Count the lines containing "their" in the entries underneath, and state that count without anything else.

─── Material provided ───

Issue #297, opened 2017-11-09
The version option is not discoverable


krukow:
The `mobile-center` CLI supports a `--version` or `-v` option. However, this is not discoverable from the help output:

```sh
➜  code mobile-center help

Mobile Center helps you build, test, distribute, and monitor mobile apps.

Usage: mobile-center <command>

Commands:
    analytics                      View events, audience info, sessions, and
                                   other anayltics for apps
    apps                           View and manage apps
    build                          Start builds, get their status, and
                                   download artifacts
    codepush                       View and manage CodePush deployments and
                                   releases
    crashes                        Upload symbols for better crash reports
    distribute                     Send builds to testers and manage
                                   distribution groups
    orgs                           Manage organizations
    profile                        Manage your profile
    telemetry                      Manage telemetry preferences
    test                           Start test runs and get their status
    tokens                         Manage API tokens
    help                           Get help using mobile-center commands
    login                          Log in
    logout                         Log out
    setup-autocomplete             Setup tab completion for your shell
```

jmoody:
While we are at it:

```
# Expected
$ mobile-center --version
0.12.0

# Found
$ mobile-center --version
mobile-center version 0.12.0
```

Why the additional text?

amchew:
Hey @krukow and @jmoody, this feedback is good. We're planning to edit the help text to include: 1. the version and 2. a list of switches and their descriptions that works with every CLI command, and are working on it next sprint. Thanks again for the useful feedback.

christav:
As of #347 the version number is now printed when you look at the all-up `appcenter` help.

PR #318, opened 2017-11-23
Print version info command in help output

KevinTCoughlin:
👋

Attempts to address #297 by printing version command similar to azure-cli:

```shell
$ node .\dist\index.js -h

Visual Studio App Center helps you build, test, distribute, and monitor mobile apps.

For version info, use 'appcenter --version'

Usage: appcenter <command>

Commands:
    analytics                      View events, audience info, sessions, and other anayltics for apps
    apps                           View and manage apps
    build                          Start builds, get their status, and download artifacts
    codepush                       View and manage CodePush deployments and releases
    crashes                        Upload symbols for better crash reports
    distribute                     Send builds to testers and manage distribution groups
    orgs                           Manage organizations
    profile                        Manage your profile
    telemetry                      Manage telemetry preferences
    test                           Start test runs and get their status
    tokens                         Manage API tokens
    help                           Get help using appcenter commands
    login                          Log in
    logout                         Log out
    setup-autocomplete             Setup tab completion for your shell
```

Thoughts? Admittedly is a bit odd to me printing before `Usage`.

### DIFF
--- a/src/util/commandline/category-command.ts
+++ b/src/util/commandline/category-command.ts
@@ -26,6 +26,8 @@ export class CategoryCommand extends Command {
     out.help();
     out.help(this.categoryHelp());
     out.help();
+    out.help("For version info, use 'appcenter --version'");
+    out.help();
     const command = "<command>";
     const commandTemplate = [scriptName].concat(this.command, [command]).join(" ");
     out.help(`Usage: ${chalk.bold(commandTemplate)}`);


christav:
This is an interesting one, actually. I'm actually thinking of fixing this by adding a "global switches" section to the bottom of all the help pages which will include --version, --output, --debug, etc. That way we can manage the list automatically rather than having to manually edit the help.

───
─── Material provided ───

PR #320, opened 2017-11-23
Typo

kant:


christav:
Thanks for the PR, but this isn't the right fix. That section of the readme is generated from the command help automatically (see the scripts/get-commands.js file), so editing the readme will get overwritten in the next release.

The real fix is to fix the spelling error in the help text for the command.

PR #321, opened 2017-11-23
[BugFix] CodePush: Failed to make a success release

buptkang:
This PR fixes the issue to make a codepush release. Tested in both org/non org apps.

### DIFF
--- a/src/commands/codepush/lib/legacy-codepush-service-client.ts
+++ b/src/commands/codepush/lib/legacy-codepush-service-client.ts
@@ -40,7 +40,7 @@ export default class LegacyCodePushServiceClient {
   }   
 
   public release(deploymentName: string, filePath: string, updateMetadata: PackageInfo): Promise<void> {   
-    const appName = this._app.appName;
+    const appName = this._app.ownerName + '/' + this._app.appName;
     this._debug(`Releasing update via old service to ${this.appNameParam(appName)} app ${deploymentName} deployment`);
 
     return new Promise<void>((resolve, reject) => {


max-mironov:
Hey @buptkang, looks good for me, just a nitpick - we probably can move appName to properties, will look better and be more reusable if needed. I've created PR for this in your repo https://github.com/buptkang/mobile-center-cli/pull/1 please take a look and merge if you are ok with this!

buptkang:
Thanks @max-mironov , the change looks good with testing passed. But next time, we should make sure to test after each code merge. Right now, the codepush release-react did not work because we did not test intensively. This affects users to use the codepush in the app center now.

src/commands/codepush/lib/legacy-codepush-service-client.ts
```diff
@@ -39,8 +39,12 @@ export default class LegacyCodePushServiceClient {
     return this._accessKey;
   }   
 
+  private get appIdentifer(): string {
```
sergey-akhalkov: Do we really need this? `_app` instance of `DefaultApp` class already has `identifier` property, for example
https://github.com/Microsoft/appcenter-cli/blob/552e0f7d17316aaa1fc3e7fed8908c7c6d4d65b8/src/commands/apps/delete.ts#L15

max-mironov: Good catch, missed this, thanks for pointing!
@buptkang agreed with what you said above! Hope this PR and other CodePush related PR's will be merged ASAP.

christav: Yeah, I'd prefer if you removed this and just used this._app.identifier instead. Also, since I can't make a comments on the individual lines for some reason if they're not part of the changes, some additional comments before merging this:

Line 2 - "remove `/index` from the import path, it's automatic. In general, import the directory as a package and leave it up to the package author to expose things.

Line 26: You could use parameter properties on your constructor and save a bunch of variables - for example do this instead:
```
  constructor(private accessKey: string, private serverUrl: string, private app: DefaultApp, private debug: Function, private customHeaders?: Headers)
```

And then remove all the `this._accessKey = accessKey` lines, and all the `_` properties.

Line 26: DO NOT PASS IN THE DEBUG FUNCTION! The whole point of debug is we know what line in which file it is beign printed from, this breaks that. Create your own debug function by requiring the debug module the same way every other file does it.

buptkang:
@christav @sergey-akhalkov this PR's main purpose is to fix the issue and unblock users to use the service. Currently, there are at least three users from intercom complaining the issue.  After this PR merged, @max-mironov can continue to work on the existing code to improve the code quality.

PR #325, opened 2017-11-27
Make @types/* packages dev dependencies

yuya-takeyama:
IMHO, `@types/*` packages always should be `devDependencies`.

───

**Task solution**
5